> DESCRIPTION OF THE TASK: Your answer is to be every line of the material that includes the string "common".

> PROVIDED RECORDS:
PR #766, opened 2025-03-24
Add list group sub-types

jbarnsley10:
Added sub-options radios for list type in question-type screen

### DIFF
--- a/designer/server/src/models/forms/editor-v2/question-type.js
+++ b/designer/server/src/models/forms/editor-v2/question-type.js
@@ -2,6 +2,7 @@ import { ComponentType } from '@defra/forms-model'
 
 import {
   QUESTION_TYPE_DATE_GROUP,
+  QUESTION_TYPE_LIST_GROUP,
   QUESTION_TYPE_WRITTEN_ANSWER_GROUP
 } from '~/src/common/constants/editor.js'
 import { buildErrorList } from '~/src/common/helpers/build-error-details.js'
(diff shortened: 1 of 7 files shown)


designer/server/src/models/forms/editor-v2/question-type.js
```diff
@@ -64,7 +65,7 @@ const questionTypeRadioItems = /** @type {FormEditorCheckbox[]} */ ([
   },
   {
     text: 'A list of options that users can choose from',
-    value: ComponentType.SelectField
+    value: QUESTION_TYPE_LIST_GROUP
```
whitewaterdesign, line 68: Just wondering why this is different from the current pattern?

jbarnsley10: The list option is now a group (not a single value). The group functionality wasn't implemented previously for this option (to save time and wasn't needed for the earlier stories)

model/src/form/form-editor/index.ts
```diff
@@ -20,7 +20,7 @@ export const questionTypeSchema = Joi.string()
     ComponentType.TelephoneNumberField,
     ComponentType.FileUploadField,
     ComponentType.EmailAddressField,
-    ComponentType.SelectField
+    'list-group'
```
whitewaterdesign, line 23: suggest enum here to keep consistency

whitewaterdesign (commented):
Looks good, just if we use enums, it's going to be easier to use these fields in future.

PR #771, opened 2025-03-24
Feat/472356 yes no

jbarnsley10:
Added Yes/No question type
Fixed precision min value
Fix maxFuture/maxPast min value


designer/server/src/models/forms/editor-v2/advanced-settings-fields.js
```diff
@@ -325,7 +325,7 @@ export const allSpecificSchemas = Joi.object().keys({
     '*': 'Maximum length must be a positive whole number'
   }),
   precision: questionDetailsFullSchema.precisionSchema.messages({
-    '*': 'Precision must be a positive whole number'
+    '*': 'Precision must be a whole number between zero and 5'
```
alexluckett, line 328: Is the mix of words and numbers intentional? Should it not be `zero and five` or `0 and 5`?

(I have no idea by the way, just checking)

jbarnsley10: Haha - not sure. That's for the 'content' people to decide. This is just really a placeholder for the actually type of error. I changed '0' to 'zero' as it can often look like a capital 'O' - but I see your point

alexluckett (approved):

PR #773, opened 2025-03-25
Feat/527770 confirm migration

jbarnsley10:
Handles confirmation screen (and subsequent migration call) to migrate a V1 form to V2 when trying to access the new editor with an old form definition
This PR is chained to PR https://github.com/DEFRA/forms-designer/pull/772


alexluckett:
@jbarnsley10 could you sync this up with main please, it'll make it a bit easier to diff - lots of 'delete page' content in here which I'm guessing is a result of that.

alexluckett (approved):

PR #779, opened 2025-03-27
Fix/529909 change file upload

jbarnsley10:
Allows File Upload question to be change to a differnet type of question, or from say a TextField to a FileUpload question - and handles the controller property on the page in the JSON

### DIFF
--- a/designer/server/src/lib/editor.js
+++ b/designer/server/src/lib/editor.js
@@ -104,10 +104,8 @@ export async function updateQuestion(
   // Determine if page controller should change
   const page = getPageFromDefinition(definition, pageId)
   const origControllerType = page?.controller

> YOUR SOLUTION:
 } from '~/src/common/constants/editor.js'
 import { buildErrorList } from '~/src/common/helpers/build-error-details.js'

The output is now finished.